_Record extracts_
- - - - - - -
PR #4271, opened 2023-03-20
chore(eslint): bump versions

tknickman:
### Description

Publish workspaces, and the eslint config and plugin as part of the standard publish flow.

### DIFF
--- a/packages/eslint-config-turbo/package.json
+++ b/packages/eslint-config-turbo/package.json
@@ -1,6 +1,6 @@
 {
   "name": "eslint-config-turbo",
-  "version": "0.0.9",
+  "version": "0.0.10",
   "description": "ESLint config for Turborepo",
   "repository": {
     "type": "git",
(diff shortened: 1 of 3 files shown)


packages/eslint-config-turbo/package.json
```diff
@@ -1,6 +1,6 @@
 {
   "name": "eslint-config-turbo",
-  "version": "0.0.9",
+  "version": "0.0.10",
```
tknickman, line 3: These were published manually this AM - hopefully for the last time

packages/eslint-plugin-turbo/package.json
```diff
@@ -1,6 +1,6 @@
 {
   "name": "eslint-plugin-turbo",
-  "version": "0.0.9",
+  "version": "0.0.10",
```
tknickman, line 3: Same

mehulkar (approved):
Do we log somewhere which packages are being published? And can we add a guide somewhere on how to add new packages so we don't have any thing that gets omitted accidentally?

tknickman:
It's in the output here, but could definitely be improved. Yea good suggestion! I'll throw a docs update up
- - - - - - -
Copy all lines above where "tknickman" is present.

_Exercise result_
tknickman:
tknickman, line 3: These were published manually this AM - hopefully for the last time
tknickman, line 3: Same
tknickman:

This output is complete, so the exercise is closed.